I want to approximate a periodic continuous function in $\mathbb{R}$ (for instance, the function $abs(x)$ defined in $[-1,1]$ and extended periodically) by a sequence of uniformly bounded period smooth functions which have a uniformly bounded second derivative (that is, there exist constants $C$ and $C'$ such that $|f(x)|<C$ and $|f_n''(x)| < C'$ for all $n$ and all $x \in \mathbb{R}$). Is this possible? If so, how can I do it?

This is not a complete answer, but does offer you some ideas.

If f is of bounded variation on the interval of periodicity you can use the Fourier series for f and it will converge pointwise to f. I haven't constructed a proof, but I think the bounded variation will force f'' to be bounded. Functions which are not of bounded variation on a closed interval either would lead to a discontinuous f or are pretty unpleasant. It is possible that this condition will be acceptable to you.

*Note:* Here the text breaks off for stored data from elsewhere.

PR #1503, opened 2020-10-16
HDDS-4332: ListFileStatus - do lookup in directory and file tables

rakeshadr:

https://issues.apache.org/jira/browse/HDDS-4332

This task is to perform look up of the user given key path in the directory, file and openFile tables.
OzoneFileSystem APIs:
 - GetFileStatus
 - listStatus 

## How was this patch tested?

Added UTs - TestHadoopDirTreeGeneratorV1, TestOzoneFileInterfacesV1, TestOzoneFileSystemV1...

### DIFF
--- a/hadoop-ozone/integration-test/src/test/java/org/apache/hadoop/fs/ozone/TestOzoneFileInterfaces.java
+++ b/hadoop-ozone/integration-test/src/test/java/org/apache/hadoop/fs/ozone/TestOzoneFileInterfaces.java
@@ -122,6 +122,7 @@ public class TestOzoneFileInterfaces {
 
   private OMMetrics omMetrics;
 
+  @SuppressWarnings("checkstyle:VisibilityModifier")
   protected boolean enableFileSystemPaths;
 
   public TestOzoneFileInterfaces(boolean setDefaultFs,
--- a/hadoop-ozone/integration-test/src/test/java/org/apache/hadoop/fs/ozone/TestOzoneFileInterfaces.java
+++ b/hadoop-ozone/integration-test/src/test/java/org/apache/hadoop/fs/ozone/TestOzoneFileInterfaces.java
@@ -56,6 +56,8 @@ import static java.nio.charset.StandardCharsets.UTF_8;
 import org.apache.commons.io.IOUtils;
 import org.apache.commons.lang3.RandomStringUtils;
 import static org.apache.hadoop.fs.ozone.Constants.OZONE_DEFAULT_USER;
+
+import org.jetbrains.annotations.NotNull;
 import org.junit.After;
 import org.junit.Assert;
 
@@ -120,7 +122,7 @@ public class TestOzoneFileInterfaces {
 
   private OMMetrics omMetrics;
 
-  private boolean enableFileSystemPaths;
+  protected boolean enableFileSystemPaths;
 
   public TestOzoneFileInterfaces(boolean setDefaultFs,
       boolean useAbsolutePath, boolean enabledFileSystemPaths) {
@@ -135,9 +137,8 @@ public class TestOzoneFileInterfaces {
     volumeName = RandomStringUtils.randomAlphabetic(10).toLowerCase();
     bucketName = RandomStringUtils.randomAlphabetic(10).toLowerCase();
 
-    OzoneConfiguration conf = new OzoneConfiguration();
-    conf.setBoolean(OMConfigKeys.OZONE_OM_ENABLE_FILESYSTEM_PATHS,
-        enableFileSystemPaths);
+    OzoneConfiguration conf = getOzoneConfiguration();
+
     cluster = MiniOzoneCluster.newBuilder(conf)
         .setNumDatanodes(3)
         .build();
@@ -160,6 +161,14 @@ public class TestOzoneFileInterfaces {
     o3fs = (OzoneFileSystem) fs;
     statistics = (OzoneFSStorageStatistics) o3fs.getOzoneFSOpsCountStatistics();
     omMetrics = cluster.getOzoneManager().getMetrics();
+  }
+
+  @NotNull
+  protected OzoneConfiguration getOzoneConfiguration() {
+    OzoneConfiguration conf = new OzoneConfiguration();
+    conf.setBoolean(OMConfigKeys.OZONE_OM_ENABLE_FILESYSTEM_PATHS,
+        enableFileSystemPaths);
+    return conf;
   }
 
   @After
--- a/hadoop-ozone/integration-test/src/test/java/org/apache/hadoop/fs/ozone/TestOzoneFileSystem.java
+++ b/hadoop-ozone/integration-test/src/test/java/org/apache/hadoop/fs/ozone/TestOzoneFileSystem.java
@@ -64,6 +64,7 @@ import static org.junit.Assert.assertTrue;
 import static org.junit.Assert.fail;
 
 import org.apache.hadoop.test.LambdaTestUtils;
+import org.jetbrains.annotations.NotNull;
 import org.junit.After;
 import org.junit.Assert;
 import org.junit.Rule;
@@ -100,17 +101,18 @@ public class TestOzoneFileSystem {
   private static final Logger LOG =
       LoggerFactory.getLogger(TestOzoneFileSystem.class);
 
-  private boolean enabledFileSystemPaths;
+  protected boolean enabledFileSystemPaths;
 
-  private MiniOzoneCluster cluster;
-  private FileSystem fs;
-  private OzoneFileSystem o3fs;
-  private String volumeName;
-  private String bucketName;
-  private int rootItemCount;
-  private Trash trash;
+  protected MiniOzoneCluster cluster;
+  protected FileSystem fs;
+  protected OzoneFileSystem o3fs;
+  protected String volumeName;
+  protected String bucketName;
+  protected int rootItemCount;
+  protected Trash trash;
 
   public void testCreateFileShouldCheckExistenceOfDirWithSameName()
+
       throws Exception {
     /*
      * Op 1. create file -> /d1/d2/d3/d4/key2
@@ -153,6 +155,28 @@ public class TestOzoneFileSystem {
     try (FSDataOutputStream outputStream2 = fs.create(file3, false)) {
       fail("Should throw FileAlreadyExistsException");
     } catch (FileAlreadyExistsException fae) {
+      // ignore as its expected
+    }
+
+    // Directory
+    FileStatus fileStatus = fs.getFileStatus(parent);
+    assertEquals("FileStatus did not return the directory",
+            "/d1/d2/d3/d4", fileStatus.getPath().toUri().getPath());
+    assertTrue("FileStatus did not return the directory",
+            fileStatus.isDirectory());
+
+    // invalid sub directory
+    try{
+      fs.getFileStatus(new Path("/d1/d2/d3/d4/key3/invalid"));
+      fail("Should throw FileNotFoundException");
+    } catch (FileNotFoundException fnfe) {
+      // ignore as its expected
+    }
+    // invalid file name
+    try{
+      fs.getFileStatus(new Path("/d1/d2/d3/d4/invalidkey"));
+      fail("Should throw FileNotFoundException");
+    } catch (FileNotFoundException fnfe) {
       // ignore as its expected
     }
 
@@ -249,12 +273,10 @@ public class TestOzoneFileSystem {
     }
   }
 
-  private void setupOzoneFileSystem()
+  protected void setupOzoneFileSystem()
       throws IOException, TimeoutException, InterruptedException {
-    OzoneConfiguration conf = new OzoneConfiguration();
-    conf.setInt(FS_TRASH_INTERVAL_KEY, 1);
-    conf.setBoolean(OMConfigKeys.OZONE_OM_ENABLE_FILESYSTEM_PATHS,
-        enabledFileSystemPaths);
+    OzoneConfiguration conf = getOzoneConfig();
+    //conf.set(OMConfigKeys.OZONE_OM_LAYOUT_VERSION, "V1");
     cluster = MiniOzoneCluster.newBuilder(conf)
         .setNumDatanodes(3)
         .build();
@@ -276,7 +298,16 @@ public class TestOzoneFileSystem {
     trash = new Trash(conf);
   }
 
-  private void testOzoneFsServiceLoader() throws IOException {
+  @NotNull
+  protected OzoneConfiguration getOzoneConfig() {
+    OzoneConfiguration conf = new OzoneConfiguration();
+    conf.setInt(FS_TRASH_INTERVAL_KEY, 1);
+    conf.setBoolean(OMConfigKeys.OZONE_OM_ENABLE_FILESYSTEM_PATHS,
+            enabledFileSystemPaths);
+    return conf;
+  }
+
+  protected void testOzoneFsServiceLoader() throws IOException {
     assertEquals(
         FileSystem.getFileSystemClass(OzoneConsts.OZONE_URI_SCHEME, null),
         OzoneFileSystem.class);
@@ -441,7 +472,7 @@ public class TestOzoneFileSystem {
 
   }
 
-  private void testListStatus() throws Exception {
+  protected void testListStatus() throws Exception {
     Path parent = new Path("/testListStatus");
     Path file1 = new Path(parent, "key1");
     Path file2 = new Path(parent, "key2");
@@ -489,7 +520,7 @@ public class TestOzoneFileSystem {
   /**
    * Tests listStatus operation on root directory.
    */
-  private void testListStatusOnRoot() throws Exception {
+  protected void testListStatusOnRoot() throws Exception {
     Path root = new Path("/");
     Path dir1 = new Path(root, "dir1");
     Path dir12 = new Path(dir1, "dir12");
@@ -516,7 +547,7 @@ public class TestOzoneFileSystem {
   /**
    * Tests listStatus operation on root directory.
    */
-  private void testListStatusOnLargeDirectory() throws Exception {
+  protected void testListStatusOnLargeDirectory() throws Exception {
     Path root = new Path("/");
     Set<String> paths = new TreeSet<>();
     int numDirs = 5111;
@@ -540,7 +571,7 @@ public class TestOzoneFileSystem {
   /**
    * Tests listStatus on a path with subdirs.
    */
-  private void testListStatusOnSubDirs() throws Exception {
+  protected void testListStatusOnSubDirs() throws Exception {
     // Create the following key structure
     //      /dir1/dir11/dir111
     //      /dir1/dir12
@@ -653,7 +684,7 @@ public class TestOzoneFileSystem {
     GenericTestUtils.assertExceptionContains("KEY_NOT_FOUND", ex);
   }
 
-  private void testGetDirectoryModificationTime()
+  protected void testGetDirectoryModificationTime()
       throws IOException, InterruptedException {
     Path mdir1 = new Path("/mdir1");
     Path mdir11 = new Path(mdir1, "mdir11");
--- a/hadoop-ozone/integration-test/src/test/java/org/apache/hadoop/fs/ozone/TestOzoneFileSystem.java
+++ b/hadoop-ozone/integration-test/src/test/java/org/apache/hadoop/fs/ozone/TestOzoneFileSystem.java
@@ -101,14 +101,22 @@ public class TestOzoneFileSystem {
   private static final Logger LOG =
       LoggerFactory.getLogger(TestOzoneFileSystem.class);
 
+  @SuppressWarnings("checkstyle:VisibilityModifier")
   protected boolean enabledFileSystemPaths;
 
+  @SuppressWarnings("checkstyle:VisibilityModifier")
   protected MiniOzoneCluster cluster;
+  @SuppressWarnings("checkstyle:VisibilityModifier")
   protected FileSystem fs;
+  @SuppressWarnings("checkstyle:VisibilityModifier")
   protected OzoneFileSystem o3fs;
+  @SuppressWarnings("checkstyle:VisibilityModifier")
   protected String volumeName;
+  @SuppressWarnings("checkstyle:VisibilityModifier")
   protected String bucketName;
+  @SuppressWarnings("checkstyle:VisibilityModifier")
   protected int rootItemCount;
+  @SuppressWarnings("checkstyle:VisibilityModifier")
   protected Trash trash;
 
   public void testCreateFileShouldCheckExistenceOfDirWithSameName()
@@ -276,7 +284,6 @@ public class TestOzoneFileSystem {
   protected void setupOzoneFileSystem()
       throws IOException, TimeoutException, InterruptedException {
     OzoneConfiguration conf = getOzoneConfig();
-    //conf.set(OMConfigKeys.OZONE_OM_LAYOUT_VERSION, "V1");
     cluster = MiniOzoneCluster.newBuilder(conf)
         .setNumDatanodes(3)
         .build();
--- a/hadoop-ozone/ozone-manager/src/main/java/org/apache/hadoop/ozone/om/KeyManagerImpl.java
+++ b/hadoop-ozone/ozone-manager/src/main/java/org/apache/hadoop/ozone/om/KeyManagerImpl.java
@@ -2288,7 +2288,6 @@ public class KeyManagerImpl implements KeyManager {
     if (numEntries <= 0) {
       return fileStatusFinalList;
     }
-
     String volumeName = args.getVolumeName();
     String bucketName = args.getBucketName();
     String keyName = args.getKeyName();
@@ -2296,11 +2295,9 @@ public class KeyManagerImpl implements KeyManager {
     String seekDirInDB;
     long prefixKeyInDB;
     String prefixPath = keyName;
-
     int countEntries = 0;
 
     // TODO: recursive flag=true will be handled in HDDS-4360 jira.
-
     metadataManager.getLock().acquireReadLock(BUCKET_LOCK, volumeName,
             bucketName);
     try {
@@ -2312,8 +2309,8 @@ public class KeyManagerImpl implements KeyManager {
 
         // Not required to search in DeletedTable because all the deleted
         // keys will be marked directly in dirTable or in keyTable by
-        // breaking the pointer to its sub-dirs. So, there is no issue of
-        // inconsistency.
+        // breaking the pointer to its sub-dirs and sub-files. So, there is no
+        // issue of inconsistency.
 
         /*
          * keyName is a directory.
@@ -2345,8 +2342,7 @@ public class KeyManagerImpl implements KeyManager {
         /*
          * startKey will be used in iterator seek and sets the beginning point
          * for key traversal.
-         *
-         * key name will be used as parentID where the user has requested to
+         * keyName will be used as parentID where the user has requested to
          * list the keys from.
          *
          * When recursive flag=false, parentID won't change between two pages.
@@ -2357,9 +2353,8 @@ public class KeyManagerImpl implements KeyManager {
          * the startKey value.
          */
 
-        // Check startKey is an immediate child of keyName.
-        // For example, keyName=/a/ and expected startKey=/a/b.
-        // startKey can't be /xyz/b.
+        // Check startKey is an immediate child of keyName. For example,
+        // keyName=/a/ and expected startKey=/a/b. startKey can't be /xyz/b.
         if (!OzoneFSUtils.isImmediateChild(keyName, startKey)) {
           if (LOG.isDebugEnabled()) {
             LOG.debug("StartKey {} is not an immediate child of keyName {}. " +
@@ -2377,32 +2372,30 @@ public class KeyManagerImpl implements KeyManager {
             seekDirInDB = metadataManager.getOzonePathKey(prefixKeyInDB,
                     fileStatusInfo.getKeyInfo().getFileName());
 
-            // Order of seek -> (1) Seek dirs in dirTable. In OM, always the
-            // order of search is, first seek into fileTable and then dirTable.
-            // So, its not required to search again into the fileTable.
+            // Order of seek -> (1) Seek dirs only in dirTable. In OM, always
+            // the order of search is, first seek into fileTable and then
+            // dirTable. So, its not required to search again in the fileTable.
 
             // Seek the given key in dirTable.
             getDirectories(fileStatusList, seekDirInDB, prefixPath,
                     prefixKeyInDB, startKey, countEntries, numEntries,
                     volumeName, bucketName, recursive);
-
           } else {
             seekFileInDB = metadataManager.getOzonePathKey(prefixKeyInDB,
                     fileStatusInfo.getKeyInfo().getFileName());
             // begins from the first sub-dir under the parent dir
             seekDirInDB = metadataManager.getOzonePathKey(prefixKeyInDB, "");
 
-            // Seek the given key in key table.
+            // 1. Seek the given key in key table.
             countEntries = getFilesFromDirectory(fileStatusList, seekFileInDB,
                     prefixPath, prefixKeyInDB, startKey, countEntries,
                     numEntries);
-            // Seek the given key in dir table.
+            // 2. Seek the given key in dir table.
             getDirectories(fileStatusList, seekDirInDB, prefixPath,
                     prefixKeyInDB, startKey, countEntries, numEntries,
                     volumeName, bucketName, recursive);
           }
         } else {
-          // No key exists for the given startKey.
           // TODO: HDDS-4364: startKey can be a non-existed key
           if (LOG.isDebugEnabled()) {
             LOG.debug("StartKey {} is a non-existed key and returning empty " +
@@ -2415,8 +2408,6 @@ public class KeyManagerImpl implements KeyManager {
       metadataManager.getLock().releaseReadLock(BUCKET_LOCK, volumeName,
               bucketName);
     }
-
-    // Convert results in cacheKeyMap to List
     for (OzoneFileStatus fileStatus : fileStatusList) {
       if (fileStatus.isFile()) {
         // refreshPipeline flag check has been removed as part of
@@ -2578,6 +2569,7 @@ public class KeyManagerImpl implements KeyManager {
     return countEntries;
   }
 
+  @SuppressWarnings("parameternumber")
   private int addKeyInfoToFileStatusList(Set<OzoneFileStatus> fileStatusList,
       long prefixKeyInDB, String seekKeyInDB, String startKey,
       int countEntries, String cacheKey, OmKeyInfo cacheOmKeyInfo,
--- a/hadoop-ozone/ozone-manager/src/main/java/org/apache/hadoop/ozone/om/KeyManagerImpl.java
+++ b/hadoop-ozone/ozone-manager/src/main/java/org/apache/hadoop/ozone/om/KeyManagerImpl.java
@@ -1773,7 +1773,7 @@ public class KeyManagerImpl implements KeyManager {
 
     if (OzoneManagerRatisUtils.isOmLayoutVersionV1()) {
       return getOzoneFileStatusV1(volumeName, bucketName, keyName,
-              args.getSortDatanodes(), clientAddress, true);
+              args.getSortDatanodes(), clientAddress, false);
     }
     return getOzoneFileStatus(volumeName, bucketName, keyName,
             args.getRefreshPipeline(), args.getSortDatanodes(), clientAddress);
@@ -1842,7 +1842,7 @@ public class KeyManagerImpl implements KeyManager {
 
   private OzoneFileStatus getOzoneFileStatusV1(String volumeName,
       String bucketName, String keyName, boolean sortDatanodes,
-      String clientAddress, boolean skipNonExistsKeyCheck) throws IOException {
+      String clientAddress, boolean skipFileNotFoundError) throws IOException {
     OzoneFileStatus fileStatus = null;
     metadataManager.getLock().acquireReadLock(BUCKET_LOCK, volumeName,
             bucketName);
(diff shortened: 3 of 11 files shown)


hadoop-ozone/ozone-manager/src/main/java/org/apache/hadoop/ozone/om/KeyManagerImpl.java
```diff
@@ -2205,6 +2272,167 @@ private void listStatusFindKeyInTableCache(
...
+      metadataManager.getLock().releaseReadLock(BUCKET_LOCK, volumeName,
+              bucketName);
+    }
+
+    int countEntries = 0;
+    // Convert results in cacheKeyMap to List
+    for (Map.Entry<String, OzoneFileStatus> entry : cacheKeyMap.entrySet()) {
+      // No need to check if a key is deleted or not here, this is handled
+      // when adding entries to cacheKeyMap from DB.
+      if (args.getRefreshPipeline()) {
```
linyiqun, line 2387: We also don't need args.getRefreshPipeline() here due to HDDS-3658 change.

hadoop-ozone/ozone-manager/src/main/java/org/apache/hadoop/ozone/om/KeyManagerImpl.java
```diff
@@ -2205,6 +2272,167 @@ private void listStatusFindKeyInTableCache(
...
+          // for recursive list all the entries
+          prefixPath = OMFileRequest.getAbsolutePath(prefixPath,
+                  dirInfo.getName());
+          OmKeyInfo omKeyInfo = OMFileRequest.getOmKeyInfo(volumeName,
+                  bucketName, dirInfo, prefixPath);
+          cacheKeyMap.put(entryInDb,
+                  new OzoneFileStatus(omKeyInfo, 0, true));
+          ++countEntries;
+          // files from this directory
+          seekKeyInDB = dirInfo.getObjectID() + OZONE_URI_DELIMITER;
```
linyiqun, line 2362: prefixKeyInDB should also updated to new dir objectID dirInfo.getObjectID()

hadoop-ozone/ozone-manager/src/main/java/org/apache/hadoop/ozone/om/request/file/OMFileRequest.java
```diff
@@ -583,4 +588,112 @@ public static OmKeyInfo getOmKeyInfoFromFileTable(boolean openFileTable,
...
+    return null;
+  }
+
+  /**
+   * Prepare OmKeyInfo from OmDirectoryInfo.
+   *
+   * @param volumeName volume name
+   * @param bucketName bucket name
+   * @param dirInfo    directory info
+   * @param keyName    usewr given key name
```
linyiqun, line 659: Typo: usewr -> user

hadoop-ozone/ozone-manager/src/main/java/org/apache/hadoop/ozone/om/KeyManagerImpl.java
```diff
@@ -2205,6 +2272,167 @@ private void listStatusFindKeyInTableCache(
...
+
+    List<OzoneFileStatus> fileStatusList = new ArrayList<>();
+    if (numEntries <= 0) {
+      return fileStatusList;
+    }
+
+    String volumeName = args.getVolumeName();
+    String bucketName = args.getBucketName();
+    String keyName = args.getKeyName();
+    // A map sorted by OmKey to combine results from TableCache and DB.
```
linyiqun, line 2288: Update the comment here, actually no results get from TableCache.

hadoop-ozone/ozone-manager/src/main/java/org/apache/hadoop/ozone/om/KeyManagerImpl.java
```diff
@@ -2205,6 +2272,167 @@ private void listStatusFindKeyInTableCache(
...
+        // startKey will be used in iterator seek and sets the beginning point
+        // for key traversal.
+        // key name will be used as parent ID where the user has requested to
+        // list the keys from.
+        OzoneFileStatus fileStatusInfo = getOzoneFileStatusV1(volumeName,
+                bucketName, startKey, false, null);
+        if (fileStatusInfo != null) {
+          prefixKeyInDB = fileStatusInfo.getKeyInfo().getParentObjectID();
+          seekKeyInDB = prefixKeyInDB + OZONE_URI_DELIMITER
+                  + fileStatusInfo.getKeyInfo().getFileName();
```
linyiqun, line 2327: We should reset prefixPath after we find the ozone dir info to list.

hadoop-ozone/ozone-manager/src/main/java/org/apache/hadoop/ozone/om/KeyManagerImpl.java
```diff
@@ -2205,6 +2272,167 @@ private void listStatusFindKeyInTableCache(
...
+                  + OZONE_URI_DELIMITER;
+          prefixKeyInDB = fileStatus.getKeyInfo().getObjectID();
+        } else {
+          String bucketKey = metadataManager.getBucketKey(volumeName,
+                  bucketName);
+          OmBucketInfo omBucketInfo =
+                  metadataManager.getBucketTable().get(bucketKey);
+          seekKeyInDB = omBucketInfo.getObjectID()
+                  + OZONE_URI_DELIMITER;
+          prefixKeyInDB = omBucketInfo.getObjectID();
```
linyiqun, line 2315: Should reset prefixPath to bucketKey I think.

linyiqun (commented):
@rakeshadr , thanks for working on this. Initial review comments from me.
Please have a look for this when you get a chance.

hadoop-ozone/ozone-manager/src/main/java/org/apache/hadoop/ozone/om/KeyManagerImpl.java
```diff
@@ -2205,6 +2272,167 @@ private void listStatusFindKeyInTableCache(
...
+    Preconditions.checkNotNull(args, "Key args can not be null");
+
+    List<OzoneFileStatus> fileStatusList = new ArrayList<>();
+    if (numEntries <= 0) {
+      return fileStatusList;
+    }
+
+    String volumeName = args.getVolumeName();
+    String bucketName = args.getBucketName();
+    String keyName = args.getKeyName();
```
linyiqun, line 2287: Additionally, startKey needs to be normalized when FileSystemPaths enabled, related JIRA: HDDS-4117

hadoop-ozone/ozone-manager/src/main/java/org/apache/hadoop/ozone/om/KeyManagerImpl.java
```diff
@@ -2205,6 +2272,167 @@ private void listStatusFindKeyInTableCache(
...
+          prefixKeyInDB = fileStatusInfo.getKeyInfo().getParentObjectID();
+          seekKeyInDB = prefixKeyInDB + OZONE_URI_DELIMITER
+                  + fileStatusInfo.getKeyInfo().getFileName();
+        }
+      }
+
+      // Not required to search in TableCache because all the deleted keys
+      // are marked directly in directory table or in key table by breaking
+      // the pointer to its sub-dirs. So, there is no issue of inconsistency.
+      int countEntries = 0;
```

If f is not of bounded variation it may be that there is no solution. However you might try a sequence of splines. The way to do that is:

Let us presume the interval of periodicity is 1. If f' exists at 0 and 1 then let $g_1$ be a polynomial of 3rd degree such that $g_1$(0) = f(0), $g_1$'(0) = f'(0), $g_1$(1) = f(1), $g_1$'(1) = f'(1). You can do this because the 3rd degree polynomial has 4 coefficients. If f'(0) does not exist, you can use the slope of the secant line from 0 to $\epsilon_n$ where $\epsilon_n$ is a small number that decreases with n.

$g_1$ is certainly twice differentiable. Its second derivative is continuous on [0,1] so is bounded there (which doesn't get you uniform boundedness, but it's a start).

To construct $g_2$ do the same process on the intervals [0,1/2] and (1/2,1]. However, for the piece from 1/2 to 1 you match the derivative at 1/2 to the $g_2$'(1/2) as already constructed on [0,1/2].

I'm pretty sure this sequence of functions will converge to f. Whether you can uniformly bound the second derivative I do not know; but at least you are dealing with 3rd degree polynomials, so you can work on it.